Every time the job runs, the ending "Status" (Setup > Monitor > Jobs > Apex Jobs) is the same as it always has been - "Completed". However, in the "Status Detail" section, there is now a "First error: Apex CPU time limit" message that appears after every run.

After researching potential solutions, I have tried modifying the batch class to avoid this timeout by:

  1. reducing the batch size (down to as low as 10)
  2. modifying the initial query (Start method) - removed sub-fields, etc.
  3. breaking apart/moving around the data processing operations within the Execute method

Nothing has seemed to help at all. When looking at similar posts around the topic, it seems as though the problem lies in the initial query.
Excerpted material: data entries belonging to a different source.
PR #351, opened 2020-11-27
Create GSQ Initiatives

KellyVance:
First cut at a GSQ project/initiative vocabulary for indexing datasets against specific initiatives we may wish to group and promote together.
Very naive attempt, so may require significant feedback and modification. Please tag anyone applicable.

We may need to modify the CKAN model for datasets to accommodate this at some point, but that can be done at a later stage once this list is more definitive. Just up for general review and discussion as it isn't a critical vocabulary at this point, but the more we iterate before we need it, or want to actually implement it, the better.

### DIFF
--- a/gsq-initiatives.ttl
+++ b/gsq-initiatives.ttl
@@ -21,7 +21,7 @@
 
 gsqi:cdi a skos:Concept ;
     skos:prefLabel "Collaborative Drilling Initiative"@en ;
-    skos:definition "The Collaborative Drilling Initiative (CEI) provides industry grants to: encourage exploration drilling programs, particularly in frontier areas;  "@en ;
+    skos:definition "The Collaborative Drilling Initiative (CEI) provides industry grants to encourage exploration drilling programs, particularly in frontier areas;  "@en ;
     skos:inScheme <http://linked.data.gov.au/def/gsq-initiatives> ;
     skos:notation "CDI" ;
     skos:altLabel "CDI"@en ;
@@ -29,7 +29,7 @@ gsqi:cdi a skos:Concept ;
 
 gsqi:cei a skos:Concept ;
     skos:prefLabel "Collaborative Exploration Initiative"@en ;
-    skos:definition "The Collaborative Exploration Initiative (CEI) provides industry grants to: encourage exploration, particularly in frontier areas; support innovative exploration techniques, including machine learning; promote the discovery and development of 'new economy' minerals. "@en ;
+    skos:definition """The Collaborative Exploration Initiative (CEI) provides industry grants to: encourage exploration, particularly in frontier areas; support innovative exploration techniques, including machine learning; promote the discovery and development of 'new economy' minerals."""@en ;
     skos:inScheme <http://linked.data.gov.au/def/gsq-initiatives> ;
     skos:notation "CEI" ;
     skos:altLabel "CEI"@en ;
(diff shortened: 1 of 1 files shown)


Greenwoodmatthew (commented):
Hi Vance, this will require some re-work i think as we are crossing programs / projects under those programs etc.

I feel this would be be suited to allocate datasets / projects under the major funding initiatives we have i.e. SREP, NEMI, Future Resources, Greenfields2020.....  We could even use the nesting of vocabs collections to fit items into subset (i.e. New discoveries, vs Frontier basins under SREP)?

KellyVance:
Thanks @Greenwoodmatthew, i'll take any feedback and guidance on this to make it useful. Happy to hierarchy the concepts, create collections, or just remove the finer scale projects and roll this up to just the funding initiatives. The latter may be the most robust starting point.

mckillopm:
I notice Carbon Geostorage Initiative (CGI) is not there. This was a 4 year program 2008-2012. Also projects and Initiatives, I think there a big difference. If we are going to do every project that could include every little project we did creating GSQ records. SEEBASE is in there, which was a large project overseen by Behnam Talebi but if you include this you'd have to include the Toolebuc work, started by Melanie Fitzell and carried on by the Basin Studies group up till 2018. If you include the Toolebuc work, what about Micaela's Fort Cooper Coal Measures work which was a few years work and David Coffey's et al. Galilee Basin review? Just need some clarity on where we draw the line other wise we'll include a number of small projects which I have not mentioned.

Greenwoodmatthew:
Mike, i agree.  I think we should focus on major initiatives for the time.  NEMI, SREP, CGI, greenfields2020...  once we have these we can have nested subsets of the major initiatives.  Maybe we could get a set of these to @KellyVance once he is back.  I guess with the history of GSQ that @BlakePaul, @CourteneyD , @SalEdwards01, @mckillopm nd others have we could get a good list of the last 15-20 years of these projects.  I can set up an excel and we can have a crack?

Greenwoodmatthew:
Excel sheet with a start of funding programs.  Please fill out to help Vance with this vocab?

https://itpqld-my.sharepoint.com/:x:/g/personal/matthew_greenwood_dnrme_qld_gov_au/Ef3Dy6MeGuNCslcHsyUWUYcB6DMl6tqzPN-aH9w6zz_AeQ?e=8MzihK

broughd-qld:
@KellyVance would the initiatives and projects actually be of the type [prov:Activity](https://www.w3.org/TR/prov-o/#Activity)?

We have thought about similar things for all of the various projects and activities that we do to generate our science datasets in DES. The PROV-O model fits very well with its definition of activities, entities and agents (or Parties in GSQ terms). Activities can be associated and informed by other activities - they also have start and end times.

Maybe better to think about these in the PROV model and not squeeze into an ontology. VocPrez may need a bit of tweaking to deal with them visually - but the graphdb will be fine.

geoderekh:
Thanks for putting this one together @KellyVance . The idea is good and the content looks ok in general, though I was thinking it would be good to pull out start and end times as properties, and we will want to link the initiatives with outputs (and maybe also inputs and impacts on industry such as discoveries or tenure acquisition to track our performance). 

And on this, nice one @broughd-qld (hi by the way). I agree that PROV-O looks like a good ontology that describes (my naïve understanding of) what we are trying to do here, and I can see several additional benefits. 

Yes, I think initiatives nicely fit prov:Activity We already use prov:Agent in geoprops, and there is reasonable alignment between prov and sosa which means we could automatically generate gsqi from the initiatives/survey/activity and linkages to datasets/samples/results/entities found in geoprops. While this is currently not really needed with the number of initiatives and linked datasets, going forward it will likely grow and it would make sense to automate this to allow users to enrich our graph via crud, rather than vocab managers having one more vocab to update manually. 

Also, according to this Cox paper I found [https://www.mssanz.org.au/modsim2017/C2/cox.pdf], it makes a nice bridge to BFO and OBOE, which I see as having benefits to down the line given the critical importance of Environmental (OBOE), Social (BFO) and Governance metrics in determining the success or otherwise of mining projects and initiatives going forward. And if DES are already using it then double bonus on that front...

broughd-qld:
> And if DES are already using it then double bonus on that front...

Hi @geoderekh - we only have something basic at the moment for our metadata schema, but are thinking about we can expand and link our work on projects / activities to datasets and the products we produce. 

We have an internal project reporting system that has been in place for a number of years - which we could describe with PROV-O. Using PROV-O for projects gives us a similar language for lineage.

So, not much implemented yet but some basic PROV-O for lineage, But happy to talk and align the direction we both seem to be heading.

PS - great find with that Cox paper.

DavidCrosswellGSQ:
Hi all, as an alternative, I recommend these projects/programs/initiatives be created as Surveys in Geoprops.

Be careful not to get hung up on the definition of survey as it has been used in the past. Here is the new definition:
`The one-off event examining a geological or administrative feature. The type of survey or sampling performed to investigate a feature, site, or sample. Surveys are activities that produce samples or make one-or-many observations.`

I think that this list is instance data, not reference or classification data. Hence, it should be in our database rather than a vocab.

We can add new survey types in the survey type vocab so the surveys can be classified as Projects, Programs, QSQ Initiatives, etc..

With these GSQ initiatives in Geoprops, you get the following:
a. Add rich metadata to the Survey record (description, dates, agents, geometry, relationships between surveys)  
b. Can link to Sites and Features - with in-built PROV-O relationships.  
c. Can link to Samples, Observations and Results - with built-in PROV-O and SOSA relationships.  
d. Can link to datasets.

SalEdwards01:
Hi David

Can a survey (program or initiative) have a survey(produced seismic data and field data)?
For instance the Camooweal Seismic Project had a reconnaissance survey (field work that collected samples) in preparation for the actual seismic survey acquisition.

If so, this works for me!

And I’m not sure this email was actually meant for me. Was it Derek, Matt G, and Macca?

Cheers
Sally

DavidCrosswellGSQ:
@SalEdwards01 - that email was sent by Github to everyone in this thread.

Yes - you can create relationships between initiatives (a survey) and other surveys:
image

Greenwoodmatthew:
I feel adding the initiative as a Survey type is a massive overkill.  This is for use in KB CKAN to link to related objects, having survey within surveys (within surveys??) seems a bit like inception and creates more questions than it fixes

KellyVance:
Good discussion all. I _think_ what @DavidCrosswellGSQ is alluding to is that what we have known as a 'survey', was initially thought of as a specialisation of prov:activity, but in its truest sense is, in fact, just prov:activity. 

However, initiatives do not neatly fit the definition of a survey as we have published it, and adding a 'project' survey type would be at odds with what is already in that list. To include projects/initiatives would be stretching our definition of surveys and create some strange facets and selectable options for end users. Outside those of us here who are not deep in our discussions and developments its inclusion would be questionable.

Technically, in an ideal world, we would have Surveys and Initiatives as an independent specialised Classes of objects under the prov:activity umbrella. We could then link everything using with all the prov and sosa relationships. But what we are trying to achieve at the moment is linking related objects in the KnowledgeBase by project so future us can put on a filter/facet/query and find all the NEMI/GDMP/CEI stuff. So while it might be instance data, it will be a discrete set, and achievable through a vocabulary or ontology list similar to geofeatures. We could also use prov:startedAtTime and prov:endedAtTime to begin pulling out the start and end times of initiatives as Derek suggests.

So the options as I see them are:
1. Piggyback surveys to add initiatives but have bastardise the definition of surveys and risk overcomplicating/confusing the matter for our users.
2. Create Projects/Initiatives as their own distinct class, but by doing so create a huge piece of work to adjust the underlying Db and data models that we may not realistically be able to achieve
3. Create projects as a simple vocabulary to enable CKAN filtering, but lose the ability to have all the rich metadata associated with those initiatives.

I'm currently happily fence sitting, so welcome any-and-all thoughts.

Greenwoodmatthew:
I am leaning to the option 3.  While the ability to add descriptions and other facets of initiatives etc would be nice these should exist outside of the data model.  The vocab entry for SREP as an example could have a lot of the required into held in the def text, yes?

KellyVance:
Dead pull request. Can revisit concept after current project work concludes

I've used the Query Plan tool (developer console) to try and optimize/debug the initial query, and it tells me that the two filtering fields are "Not considering filter for optimization because unindexed". Both fields are custom picklist fields.

Am I going down the right path with this? If Salesforce support could make both fields "custom index" fields, would this likely solve the problem / speed things up (i.e. not timeout)? Are there other things/places I should be looking at?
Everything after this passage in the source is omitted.